RiauKepri.com, PEKANBARU– Suasana sidang lanjutan perkara dugaan korupsi yang menjerat Gubernur Riau nonaktif Abdul Wahid di Pengadilan Tindak Pidana Korupsi (Tipikor) Pekanbaru, Senin (20/7/2026), berubah emosional ketika terdakwa membacakan nota pembelaan (pleidoi) pribadinya.
Berdiri di hadapan majelis hakim yang dipimpin Delta Tamtama, Abdul Wahid membacakan lembar demi lembar pledoinya dengan suara lantang. Di tengah bantahannya terhadap dakwaan jaksa, ia beberapa kali menyinggung sosok Ustaz Abdul Somad (UAS), ulama yang sebelumnya hadir sebagai saksi yang meringankan.
Dengan nada penuh haru, Abdul Wahid mengaku tidak pernah melupakan kepercayaan yang pernah diberikan UAS kepadanya untuk maju memimpin Riau.

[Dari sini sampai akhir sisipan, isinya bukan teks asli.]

PR #170, opened 2023-02-21
Set default images via webhooks

abays:
Uses env vars set in CSV to provide defaults for container images in `Glance` and `GlanceAPI` CRs.  One possible approach using webhooks (an alternate non-webhook approach is proposed in #172).


api/v1beta1/glance_webhook.go
```diff
@@ -23,19 +23,56 @@ import (
...
+
+// Default implements webhook.Defaulter so a webhook will be registered for the type
+func (r *Glance) Default() {
+	glancelog.Info("default", "name", r.Name)
+
+	r.Spec.Default(glanceDefaults)
+}
+
+// Default - set defaults for this Glance spec
+func (spec *GlanceSpec) Default(defaults GlanceDefaults) {
```
abays, line 57: I'm ambivalent on whether having the `defaults GlanceDefaults` arg here is worthwhile or not, but I just thought I'd include it initially to see what people thought

hjensas (approved):
This looks fine to me.

api/v1beta1/glance_webhook.go
```diff
@@ -23,19 +23,51 @@ import (
...
+}
+
+var glanceDefaults GlanceDefaults
+
 // log is for logging in this package.
 var glancelog = logf.Log.WithName("glance-resource")
 
 // SetupWebhookWithManager sets up the webhook with the Manager
-func (r *Glance) SetupWebhookWithManager(mgr ctrl.Manager) error {
+func (r *Glance) SetupWebhookWithManager(mgr ctrl.Manager, defaults GlanceDefaults) error {
```
gibizer, line 37: So when we move the defaulting to run from the openstack-operator we need to make sure that the defaults are provided to `func (spec *GlanceSpec) Default()` in some way. In that case the SetupWebhookWithManager call well have  OpenStackOperator receiver. So maybe we need to change the signature to `func (spec *GlanceSpec) Default(defaults)` to be able to pass in some defaults from openstack-operator to the glance defaulter.

abays: I actually had it that way initially.  But then I realized that the env vars are there in the Glance deployment within the OpenStack operator CSV, so the env vars will be acquired and passed to the webhooks when Glance's `main.go` is executed...unless we have the OpenStack operator set `ENABLE_WEBHOOKS=false` on the sub-deployments, which I know we are considering.

gibizer: Yeah I think you are correct. So the only "problematic" case is when the webhook is only enabled in the openstack-operator but not in the glance-operator

main.go
```diff
@@ -120,11 +120,25 @@ func main() {
 		os.Exit(1)
 	}
 	if strings.ToLower(os.Getenv("ENABLE_WEBHOOKS")) != "false" {
-		if err = (&glancev1.Glance{}).SetupWebhookWithManager(mgr); err != nil {
+		glanceDefaults := glancev1.GlanceDefaults{
```
fmount, line 123: @abays quick question here: regardless of `ENABLE_WEBHOOKS`, we're always running on L127 `SetupWebhookWithManager`, is this the expected behaviour? Not sure I'm misunderstanding the purpose of `ENABLE_WEBHOOKS` variable.

api/v1beta1/glance_webhook.go
```diff
@@ -23,19 +23,51 @@ import (
...
+
+// Default implements webhook.Defaulter so a webhook will be registered for the type
+func (r *Glance) Default() {
+	glancelog.Info("default", "name", r.Name)
+
+	r.Spec.Default()
+}
+
+// Default - set defaults for this Glance spec
+func (spec *GlanceSpec) Default() {
```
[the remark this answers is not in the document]
fmount: @gibizer this is reusable because it's part of the `api/` and  can be imported in the `openstack-operator`, right? 
By doing this we can enforce defaults from  `meta-operator` (populating `GlanceDefaults`, which is passed to `SetupWebhookWithManager`), then, when the service operator is executed and the webhook is started, we can process those default values via this function (where the logic resides).
Is that the right understanding of the potential workflow?

fmount (commented):
I still have to try and get more familiar with webhooks (I left some comments and questions, mostly caused by my lack of knowledge), but in general the patch looks good to me. Still waiting a bit to see if there are additional feedback on the approach by other folks.

api/v1beta1/glance_webhook.go
rabi: Just wondering why we want to use env variables for default images and change the webhook setup? As I understand the only things that can change for images are [1] and those can be inputs (like storageClass[2]) and there can be defaults for those (ex. tag: latest and namespace: quay.io/tripleomaster or openshift internal registry namespace). The defaulting logic here or the reconciler code could use those to populate containerImage field.

[1]
namespace: quay.io/tripleozedcentos9 (or what is used by the container build pipeline)
name_prefix: openstack-
tag: current-tripleo

ex. quay.io/tripleozedcentos9/openstack-<mariadb/service_name>:current-tripleo

[2] https://github.com/openstack-k8s-operators/openstack-operator/blob/master/apis/core/v1beta1/openstackcontrolplane_types.go#L47

hjensas: > Just wondering why we want to use env variables for default images and change the webhook setup? As I understand the only things that can change for images are [1] and those can be inputs (like storageClass[2]) and there can be defaults for those (ex. tag: latest and namespace: quay.io/tripleomaster or openshift internal registry namespace). The defaulting logic here or the reconciler code could use those to populate containerImage field.
> 
> [1] namespace: quay.io/tripleozedcentos9 (or what is used by the container build pipeline) name_prefix: openstack- tag: current-tripleo
> 
> ex. quay.io/tripleozedcentos9/openstack-<mariadb/service_name>:current-tripleo
> 
> [2] https://github.com/openstack-k8s-operators/openstack-operator/blob/master/apis/core/v1beta1/openstackcontrolplane_types.go#L47

This seems like something to think about.
Is there more background somewhere on they why for this change?

abays: @dprince Could you provide the background here as to why we're repeating this pattern that we also used in OSPdO [1]?

https://github.com/openstack-k8s-operators/osp-director-operator/blob/8006828eaa2c4eff79975b4afc2ee3fdf7936471/main.go#L328-L355

api/v1beta1/glance_webhook.go
```diff
@@ -23,19 +23,51 @@ import (
...
+		spec.ContainerImage = glanceDefaults.ContainerImageURL
+	}
+
+	if spec.GlanceAPIExternal.ContainerImage == "" {
+		spec.GlanceAPIExternal.ContainerImage = glanceDefaults.ContainerImageURL
+	}
+
+	if spec.GlanceAPIInternal.ContainerImage == "" {
+		spec.GlanceAPIInternal.ContainerImage = glanceDefaults.ContainerImageURL
+	}
```
gibizer, line 68: Below @fmount, you ask about supporting different `ContainerImage` defaults for `GlanceAPIExternal` and `GlanceAPIInternal`. I think this code here needs to be changed to read different defaults from `glanceDefaults` to support that use case.

However if we only need to support manually defining different `ContainerImage` but the default is OK to be the same always. Then this code is OK as is.

api/v1beta1/glanceapi_webhook.go
```diff
@@ -0,0 +1,89 @@
...
+func (r *GlanceAPI) Default() {
+	glanceapilog.Info("default", "name", r.Name)
+
+	r.Spec.Default()
+}
+
+// Default - set defaults for this GlanceAPI spec
+func (spec *GlanceAPISpec) Default() {
+	if spec.ContainerImage == "" {
+		spec.ContainerImage = glanceAPIDefaults.ContainerImageURL
```
gibizer, line 59: This feels redundant now. The `func (spec *GlanceSpec) Default()` on Glance level already set a value to this field if it was empty so this code will never be triggered. 

I see couple of possible solutions alternatives:

1. `func (spec *GlanceSpec) Default()` is changed to call `Glance.Spec.GlanceAPIExternal.Default()` and `Glance.Spec.GlanceAPIInternal.Default()` respectively. In this case the webhook registration is not needed in GlanceAPI at all. This also means that openstack-operator only need to call `func (spec *GlanceSpec) Default()`  and the rest is automatic. However the downside of this is that if GlanceAPI is ever instantiated independently from Glance struct then the defaulting on GlanceAPI will not be triggered.

2. `func (spec *GlanceSpec) Default()` can simply not default anything on any sub Spec struct and let the webhook in GlanceAPI level do it.  This means that openstack-operator needs to call `func (spec *GlanceSpec) Default()`  and `func (spec *GlanceAPISpec) Default()` as well.

fmount: This is a key point of this implementation: I think we don't have to expose at `openstack-operator` level the subCRs specs, and from that layer we should call `func (spec *GlanceSpec) Default()`.
It's the service implementation that then triggers  `Glance.Spec.GlanceAPIExternal.Default()` and `Glance.Spec.GlanceAPIInternal.Default()` to enforce defaults (it's the same in case of `ContainerImage` but it could be different for other parameters).
So I think option 1. could be a good choice in a top-down view, but I see there's a problem on the `GlanceAPI` trigger.
@abays wdyt about the two options?

api/v1beta1/glance_webhook.go
fmount: In this case `ContainerImage` is the same parameter that should be enforced to both `Internal` and `External`, so no big concerns. We can try refactoring the defaults in case we need to diverge a bit in the future.

main.go
fmount: ack, I thought that not having `if err = (&glancev1.Glance{}).SetupWebhookWithManager(mgr); err != nil {` on L123 would have enabled the webhook anyway (because the `if strings.ToLower(os.Getenv("ENABLE_WEBHOOKS")) != "false" {` is closed on L125.

main.go
```diff
@@ -120,11 +120,25 @@ func main() {
...
+			ContainerImageURL: os.Getenv("GLANCE_API_IMAGE_URL_DEFAULT"),
+		}
+
+		if err = (&glancev1.Glance{}).SetupWebhookWithManager(mgr, glanceDefaults); err != nil {
 			setupLog.Error(err, "unable to create webhook", "webhook", "Glance")
 			os.Exit(1)
 		}
+
+		glanceAPIDefaults := glancev1.GlanceAPIDefaults{
```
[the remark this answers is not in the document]
fmount: Discussed on a diff thread w/ @gibizer

main.go
abays: I actually have a different version of this section that I forgot to push last Thursday.  Since we seem to be somewhat ambivalent on whether webhooks will only exist in OpenStack Operator or if they will also be enabled in the service operators, I have moved the setup on the defaults out of the webhook setup.  i.e. it looks something like this:

```
        // Acquire environmental defaults and initialize Glance and GlanceAPI defaults with them
	glanceDefaults := glancev1.GlanceDefaults{
		ContainerImageURL: os.Getenv("GLANCE_API_IMAGE_URL_DEFAULT"),
	}

	glanceAPIDefaults := glancev1.GlanceAPIDefaults{
		ContainerImageURL: os.Getenv("GLANCE_API_IMAGE_URL_DEFAULT"),
	}

	(&glancev1.Glance{}).Spec.SetupDefaults(glanceDefaults)
	(&glancev1.GlanceAPI{}).Spec.SetupDefaults(glanceAPIDefaults)

	// Setup webhooks if requested
	if strings.ToLower(os.Getenv("ENABLE_WEBHOOKS")) != "false" {
		if err = (&glancev1.Glance{}).SetupWebhookWithManager(mgr); err != nil {
	...
	etc
```

That way the defaults are initialized regardless of whether the service operator has webhooks enabled or not, and thus the OpenStack Operator could still properly call `Glance.Spec.Default()` in the "no service operator webhooks" context.  `SetupDefaults()` would just be placed somewhere in the `api` module like so:

```
// SetupDefaults - initialize Glance spec defaults for use with either internal or external webhooks
func (r *GlanceSpec) SetupDefaults(defaults GlanceDefaults) {
	glanceDefaults = defaults
}
```

api/v1beta1/glanceapi_webhook.go
abays: > However the downside of this is that if GlanceAPI is ever instantiated independently from Glance struct then the defaulting on GlanceAPI will not be triggered.

That is exactly why I had initially included the redundant `GlanceAPI` defaults.  I don't know where we are right now on whether we'll support individual, direct sub-resource creation as a valid user workflow.  I think we should come to a consensus in that regard and then that decision will inform the proper approach to these defaulting patterns.

main.go
fmount: +1 on having the defaults initialized out of the webhook setup, and your snippet makes sense to me as it's enabled according to he `ENABLE_WEBHOOKS` parameter.
I'm assuming your're going to push the last version of it (unless other conversations are still ongoing)

abays: Yes, I'll push the changes now

api/v1beta1/glanceapi_webhook.go
gibizer: Let's try to discuss this tomorrow on the sync meeting.

api/v1beta1/glance_webhook.go
abays: @hjensas So the context around why we would want to use env vars to provide defaults for service container images involves CSV, `relatedImages` and offline/air-gapped installations.  See the `IMPORTANT` block here: https://docs.openshift.com/container-platform/4.12/operators/admin/olm-restricted-networks.html

api/v1beta1/glanceapi_webhook.go
abays: We discussed the sub-resource CR concern today, and I believe the consensus is that we won't support creating/applying them.  That is, in the context of this particular operator, only `Glance` CRs should ever be created.  So I think we can remove the `GlanceAPI` defaulting logic.  @gibizer was that your understanding from today's conversation as well?

gibizer: Yeah, so we only add the Defaulting interface to the Glance level but never on GlanceAPI level. And the Glance level defaulter will do defaulting on the GlanceAPISpec stuct as well.

fmount: +1 on that

fmount:
@abays I see you removed the `GlanceAPI` logic in the last change. The patch looks good, I guess we can merge it as long as CI is green (I think the failure is unrelated)

abays:
> @abays I see you removed the `GlanceAPI` logic in the last change. The patch looks good, I guess we can merge it as long as CI is green (I think the failure is unrelated)

Yeah, the CI issue might be a hiccup.  Will retest now.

Ia bahkan mengungkapkan bahwa pada awalnya dirinya tidak memiliki ambisi menjadi gubernur, sementara sang istri sempat melarangnya mencalonkan diri.

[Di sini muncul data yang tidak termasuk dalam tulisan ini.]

PR #172, opened 2023-02-22
Set default images during reconcile

abays:
Uses env vars set in CSV to provide defaults for container images in `Glance` and `GlanceAPI` CRs.  One possible approach using defaulting functions in the reconcile loop, instead of using webhooks (webhooks option is proposed in #170).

Menurut Abdul Wahid, kepercayaan itu menjadi amanah yang selalu dijaganya. Karena itu, ia menegaskan tuduhan melakukan korupsi merupakan hal yang bertentangan dengan nilai dan kepercayaan yang selama ini diembannya.

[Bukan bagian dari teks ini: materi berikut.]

PR #176, opened 2023-03-14
Remove description from Glance CRD

fmount:
This patch rebuilds the Glance `CRD` removing the description to avoid a potential issue when the Glance bundle is deployed via `OLM` by the meta operator and the following is seen:

```
openstack/install-7ws9s"} failed: failed to update installplan bundle lookups: etcdserver: request is too large
```

### DIFF
--- a/config/manager/kustomization.yaml
+++ b/config/manager/kustomization.yaml
@@ -13,4 +13,4 @@ kind: Kustomization
 images:
 - name: controller
   newName: quay.io/openstack-k8s-operators/glance-operator
-  newTag: v0.0.1
+  newTag: latest
--- a/Makefile
+++ b/Makefile
@@ -232,6 +232,7 @@ $(ENVTEST): $(LOCALBIN)
 	test -s $(LOCALBIN)/setup-envtest || GOBIN=$(LOCALBIN) go install sigs.k8s.io/controller-runtime/tools/setup-envtest@latest
 
 .PHONY: bundle
+bundle: CRDDESC_OVERRIDE=:maxDescLen=0
 bundle: manifests kustomize ## Generate bundle manifests and metadata, then validate generated files.
 	operator-sdk generate kustomize manifests -q
 	cd config/manager && $(KUSTOMIZE) edit set image controller=$(IMG)
--- a/api/bases/glance.openstack.org_glanceapis.yaml
+++ b/api/bases/glance.openstack.org_glanceapis.yaml
@@ -31,22 +31,14 @@ spec:
     name: v1beta1
     schema:
       openAPIV3Schema:
-        description: GlanceAPI is the Schema for the glanceapis API
         properties:
           apiVersion:
-            description: 'APIVersion defines the versioned schema of this representation
-              of an object. Servers should convert recognized schemas to the latest
-              internal value, and may reject unrecognized values. More info: https://git.k8s.io/community/contributors/devel/sig-architecture/api-conventions.md#resources'
             type: string
           kind:
-            description: 'Kind is a string value representing the REST resource this
-              object represents. Servers may infer this from the endpoint the client
-              submits requests to. Cannot be updated. In CamelCase. More info: https://git.k8s.io/community/contributors/devel/sig-architecture/api-conventions.md#types-kinds'
             type: string
           metadata:
             type: object
           spec:
-            description: GlanceAPISpec defines the desired state of GlanceAPI
             properties:
               apiType:
                 default: external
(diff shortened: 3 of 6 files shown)


config/manager/kustomization.yaml
```diff
@@ -12,5 +12,5 @@ apiVersion: kustomize.config.k8s.io/v1beta1
 kind: Kustomization
 images:
 - name: controller
-  newName: quay.io/openstack-k8s-operators/glance-operator
-  newTag: v0.0.1
+  newName: quay.io/openstack-k8s-operators/glance-operator-index
```
abays, line 15: This should actually point to the operator image itself, not the index.  But the tag change is correct.

fmount: sorry my bad on that one, removing the `-index` while bumping the tag

fmount:
@abays @stuggi I'm wondering if  we want to enfore `CRDDESC=0` even in `make manifests`

abays:
> @abays @stuggi I'm wondering if we want to enforce `CRDDESC=0` even in `make manifests`

I'm guessing that removing these descriptions from the bundle and potentially even the CRD manifests will mostly only be noticeable when trying to create the CRs through the OpenShift web console.  The fields there would no longer have the descriptions, but I don't think we're supporting GUI creation of resources anyhow.  Of course, the `oc get crd <glance CRD>` would not have them either.  But I think we need to do this to avoid the problem mentioned in the PR description.

fmount:
> > @abays @stuggi I'm wondering if we want to enforce `CRDDESC=0` even in `make manifests`
> 
> I'm guessing that removing these descriptions from the bundle and potentially even the CRD manifests will mostly only be noticeable when trying to create the CRs through the OpenShift web console. The fields there would no longer have the descriptions, but I don't think we're supporting GUI creation of resources anyhow. Of course, the `oc get crd <glance CRD>` would not have them either. But I think we need to do this to avoid the problem mentioned in the PR description.

Yeah, I agree. I would reduce the scope to `oc get crd <glance CRD>` because in theory creating it with the meta-operator we're not supposed to expose the sub-resources.

stuggi:
> > > @abays @stuggi I'm wondering if we want to enforce `CRDDESC=0` even in `make manifests`
> > 
> > 
> > I'm guessing that removing these descriptions from the bundle and potentially even the CRD manifests will mostly only be noticeable when trying to create the CRs through the OpenShift web console. The fields there would no longer have the descriptions, but I don't think we're supporting GUI creation of resources anyhow. Of course, the `oc get crd <glance CRD>` would not have them either. But I think we need to do this to avoid the problem mentioned in the PR description.
> 
> Yeah, I agree. I would reduce the scope to `oc get crd <glance CRD>` because in theory creating it with the meta-operator we're not supposed to expose the sub-resources.

If possible we should  keep them in the CRD the user is interacting with (ctlplane) that it is not required to check in a doc and not being able to check the meaning of a param from the system.
Also the question is still if the total size ~4MB uncompressed or a single manifest exceeds ~1MB, I guess its the total.

Another point to keep in mind, when we have newer api version in any of the component/s, at least for an intermediate time where we have multiple versions, it will double the size for that component/s.

fmount:
> > > > @abays @stuggi I'm wondering if we want to enforce `CRDDESC=0` even in `make manifests`
> > > 
> > > 
> > > I'm guessing that removing these descriptions from the bundle and potentially even the CRD manifests will mostly only be noticeable when trying to create the CRs through the OpenShift web console. The fields there would no longer have the descriptions, but I don't think we're supporting GUI creation of resources anyhow. Of course, the `oc get crd <glance CRD>` would not have them either. But I think we need to do this to avoid the problem mentioned in the PR description.
> > 
> > 
> > Yeah, I agree. I would reduce the scope to `oc get crd <glance CRD>` because in theory creating it with the meta-operator we're not supposed to expose the sub-resources.
> 
> If possible we should keep them in the CRD the user is interacting with (ctlplane) that it is not required to check in a doc and not being able to check the meaning of a param from the system. Also the question is still if the total size ~4MB uncompressed or a single manifest exceeds ~1MB, I guess its the total.
> 
> Another point to keep in mind, when we have newer api version in any of the component/s, at least for an intermediate time where we have multiple versions, it will double the size for that component/s.

Ack, makes sense. The `request too large` problem I guess is seen only when everything is deployed by the meta-operator [1],
if I deploy the single operator (e.g. through `install_yamls`) I don't see this kind of problem: the question is if we want to address it with a distributed series of patches across the operators or we should find a different strategy at the meta-operator level.

[1] https://paste.opendev.org/show/b9UFDOkEkucoHWDLTKcn/

Akrog (changes requested):
This looks ok since it's in `install` and `deploy` targets as well.

Akrog (approved):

Momen paling menyentuh terjadi ketika Abdul Wahid menyampaikan permohonan maaf secara terbuka kepada UAS. Dengan suara bergetar, ia mengaku menyesal karena merasa telah menyeret nama besar ulama tersebut ke dalam perkara hukum yang sedang dihadapinya.
Abdul Wahid juga menyampaikan terima kasih atas dukungan yang terus diberikan sejak hari pertama dirinya ditahan, seraya menyebut pembelaan UAS sebagai kehormatan yang akan selalu dikenangnya.
Sebelumnya, Jaksa Penuntut Umum KPK menuntut Abdul Wahid dengan pidana 8 tahun 6 bulan penjara, denda Rp500 juta subsidair 1 bulan kurungan, serta membayar uang pengganti sebesar Rp1,45 miliar.
Jika uang pengganti tidak dibayar setelah putusan berkekuatan hukum tetap, harta bendanya akan disita dan dilelang, atau diganti dengan pidana penjara selama 3 tahun. (RK1/*)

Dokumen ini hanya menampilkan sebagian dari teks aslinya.